# How many of of you hacked your iPod Touch?



## Heart (Jan 16, 2001)

A Poll to go with this thread:
http://www.ehmac.ca/ipod-itunes-iphone-apple-tv/56796-how-many-you-hacked-our-ipod-touch.html

Have you hacked your iPod Touch?


----------



## clueless itouch owner (Oct 25, 2007)

*????*

what is hacking itouch do?
is it a good thing or bad?


----------



## polywog (Aug 9, 2007)

Going to wait for the next firmware update before I do anything.


----------



## Elric (Jul 30, 2005)

clueless itouch owner said:


> what is hacking itouch do?
> is it a good thing or bad?


Makes it an amazing PDA... but Calendar still doesn't work up to par. Cannot ADD events


----------



## Heart (Jan 16, 2001)

Elric said:


> Makes it an amazing PDA... but Calendar still doesn't work up to par. Cannot ADD events


In earlier versions of Installer.app was there was a 'Calendar Fix 1.0'
It disappeared in the release of Installer 3.0Beta.
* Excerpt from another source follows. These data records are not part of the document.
PR #3343, opened 2026-06-22
Reduce work on non-persistent leases

### LINKED ISSUE #3341: Inline auth memory leak
**Describe the bug**
When using line auth, memory keeps growing. It appears that when inline auth is performed, leases are created in memory but never cleaned up. 

**To Reproduce**
Uninteresting setup:

```
$ ./bao server -dev -dev-root-token-id 1 &
$ export VAULT_ADDR=http://localhost:8200
$ export VAULT_TOKEN=1
$ ./bao auth enable userpass
Success! Enabled userpass auth method at: userpass/
$ echo 'path "*" { capabilities = ["create","read","update","delete","list","sudo"] }' | ./bao policy write default -
Success! Uploaded policy: default
$ ./bao write auth/userpass/users/user password=pass
Success! Data written to: auth/userpass/users/user
$ curl -H "X-Vault-Inline-Auth-Path: auth/userpass/login/user" -H "X-Vault-Inline-Auth-Parameter-password: eyJrZXkiOiAicGFzc3dvcmQiLCAidmFsdWUiOiAicGFzcyJ9" "$VAULT_ADDR/v1/secret/data/test" -X POST -d '{"data": {"a": "b"}}'
{"request_id":"896ac4fd-3302-ff08-be5b-da2a1efd68e8","lease_id":"","renewable":false,"lease_duration":0,"data":{"created_time":"2026-06-22T14:42:17.045930363Z","custom_metadata":null,"deletion_time":"","destroyed":false,"version":1},"wrap_info":null,"warnings":null,"auth":null}
```

Wait a bit, check metrics. There's 1 lease.
```
$ curl "$VAULT_ADDR/v1/sys/metrics" 2>/dev/null | jq '.Gauges[] | select(.Name=="vault.expire.num_leases") | .Value'
1
```

Make 100 requests with inline auth. 
```
$ for i in $(seq 1 100); do curl -H "X-Vault-Inline-Auth-Path: auth/userpass/login/user" -H "X-Vault-Inline-Auth-Parameter-password: eyJrZXkiOiAicGFzc3dvcmQiLCAidmFsdWUiOiAicGFzcyJ9" "$VAULT_ADDR/v1/secret/data/test"; done
...
```

Wait a bit, check metrics. There are now 101 leases.
```
$ curl "$VAULT_ADDR/v1/sys/metrics" 2>/dev/null | jq '.Gauges[] | select(.Name=="vault.expire.num_leases") | .Value'
101
```

These 101 leases don't seem to ever go away and ends up eating memory. 

**Expected behavior**
After the inline auth returns, I expect the number of lease (as reported by sys/metrics) to not increase.

**Environment:**
* OpenBao Server Version (retrieve with bao status):
```
Key             Value
---             -----
Seal Type       shamir
Initialized     true
Sealed          false
Total Shares    1
Threshold       1
Version         2.5.5
Build Date      2026-06-17T11:18:48Z
Storage Type    inmem
Cluster Name    vault-cluster-1f2fe9f9
Cluster ID      c8f9fb07-c828-abbe-c426-a32fa5c3cde2
HA Enabled      false
```

OpenBao CLI Version (retrieve with bao version):
```
OpenBao v2.5.5 (028992583c693c4de6350b8aa52ff85e30375a99), built 2026-06-17T11:18:48Z
```

Server Operating System/Architecture:
```
openbao_2.5.5_linux_amd64.pkg.tar.zst
```

**Additional context**
I believe this is the cause of the leak:

In `RegisterAuth`, we allocate some resources, such as allocating an entry for the lock and storing the lease in memory:
https://github.com/openbao/openbao/blob/371536731922261b154846fe00b33eac97316f8e/vault/expiration.go#L1730
https://github.com/openbao/openbao/blob/371536731922261b154846fe00b33eac97316f8e/vault/expiration.go#L1742

Then in `revokeCommon`, we just completely skip over non-persisted leases. This leaks both the lock entry and the lease in memory.
https://github.com/openbao/openbao/blob/371536731922261b154846fe00b33eac97316f8e/vault/expiration.go#L1103-L1106

I'm wondering, does this block of code need to run if `persistLease` is `false`? 
https://github.com/openbao/openbao/blob/371536731922261b154846fe00b33eac97316f8e/vault/expiration.go#L1712-L1742

I don't have much context on this, but could we potentially guard even more code form running in the case of `persistLease = false`?

cipherboy:
Resolves: #3341

## Rationale

Resolves: #

## Acknowledgements

 - [ ] By contributing this change, I certify I have signed-off on the
       also allowed.

### DIFF
--- a/vault/expiration.go
+++ b/vault/expiration.go
@@ -1703,6 +1703,11 @@ func (m *ExpirationManager) RegisterAuth(ctx context.Context, te *logical.TokenE
 		return consts.ErrPathContainsParentReferences
 	}
 
+	if !persistLease {
+		// Do no further work if we are not persisting the lease.
+		return nil
+	}
+
 	tokenNS, err := m.core.NamespaceByID(ctx, te.NamespaceID)
 	if err != nil {
 		return err
@@ -1740,10 +1745,8 @@ func (m *ExpirationManager) RegisterAuth(ctx context.Context, te *logical.TokenE
 	defer leaseLock.Unlock()
 
 	// Encode the entry
-	if persistLease {
-		if err := m.persistEntry(ctx, &le); err != nil {
-			return err
-		}
+	if err := m.persistEntry(ctx, &le); err != nil {
+		return err
 	}
 
 	// Setup revocation timer
--- a/changelog/3343.txt
+++ b/changelog/3343.txt
@@ -1,0 +1,3 @@
+```release-note:bug
+core/auth: Ensure inline auth does not generate in-memory lease information.
+```


satoqz (approved):

vault/expiration.go
jackyliao123, line 1756: Just curious, this is not needed for inline auth, right?

jackyliao123: Specifically the `GenerateSSCTokenID`

cipherboy: > Just curious, this is not needed for inline auth, right?

Toekn isn't returned to callers, so SSCT wouldn't matter.

satoqz:
Thanks @cipherboy!

wslabosz-reply (approved):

But there is a workaround. You edit a plist file in the SpringBoard.app.
I have instructions and the replacement file if you are interested.


----------



## wonderings (Jun 10, 2003)

I got the calendar hack before it disappeared. I have not installed the iPhone apps. Not sure if I am going to. I dont want the mail program, my calendar works right now, and I have a text edit program. Not sure if Notes offers anything more then textedit.


----------



## Heart (Jan 16, 2001)

wonderings said:


> . I dont want the mail program.


Try out the mail, it is great.
I use it around the office and store (with wifi) for a quick check of emails.
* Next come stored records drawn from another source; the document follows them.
PR #3346, opened 2026-06-22
fix(command): revoke self-init root token

### LINKED ISSUE #3345: Initial root token remains valid after self-init flow
**Describe the bug**
Declarative self-initialization creates a transient root token during `core.Initialize` so OpenBao can perform first-boot configuration.

That token is currently not revoked after the self-init flow exits. This means the transient root token can remain valid after successfull self-init.

**To Reproduce**
Steps to reproduce:

1. Configure declarative self-init on an auto-unseal OpenBao server.
2. Include self-init requests that capture or use the initialization token, for example by calling `auth/token/lookup-self`.
3. Start OpenBao and allow self-init to run.
4. After self-init exits, check if the captured initialization token is still present in the token store.
5. Notice that the token remains valid.

**Expected behavior**
The transient root token created for declarative self-init should be revoked after self-init exits.

This cleanup should happen after successful self-init and after failure paths where `core.Initialize` already returned a root token.

**Environment:**
* OpenBao Server Version (retrieve with `bao status`): current `main`
* OpenBao CLI Version (retrieve with `bao version`): current `main`
* Server Operating System/Architecture: not OS-specific

```hcl
# Any declarative self-init configuration on an auto-unseal server can trigger
# this behavior. The issue is in the lifecycle of the transient root token
# returned by core.Initialize, not in a specific storage or listener setup.
```

**Additional context**
This was reported and discussed with maintainers before opening an issue or PR publicly, and was classified as a normal bug rather than a security advisory. A follow-up PR will revoke the transient self-init root token through the existing token handler path using `auth/token/revoke-self`, matching the existing dev-server root token cleanup pattern.

dc-tec:
## Description
This PR updates declarative self-initialization so the transient root token created during `core.Initialize` is revoked after self-init finishes.

The cleanup is deferred immediately after successful initialization, so it runs on both successful and failed self-init paths. Revocation is performed through the normal token handler path using `auth/token/revoke-self`.

## Rationale

Declarative self-init needs a temporary root token to perform first-boot configuration. That token should not remain usable after self-init has completed or failed.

It even notifies you with a "bing!"

Typed on my iPod Touch


----------



## devo811 (Oct 27, 2007)

*freshly hacked iTouch*

I just wanted to say thanks for all the help. I just installed jailbreak & so far all is well. here is a link to the instructions

Install - ijailbreak - Google Code

Thanks again 

Devo811


----------



## Makr (Jul 21, 2005)

instructions for the ical workaround would be fantasmic.


----------



## Elric (Jul 30, 2005)

Yes, I had to find teh instructions on another forum, but I don't want to post a link to another forum, editing iCal events made my purchase worth every penny.


----------



## moonsocket (Apr 1, 2002)

makes me want to take back my 80gig and get the ipod touch


----------



## devo811 (Oct 27, 2007)

Elric said:


> Yes, I had to find teh instructions on another forum, but I don't want to post a link to another forum, editing iCal events made my purchase worth every penny.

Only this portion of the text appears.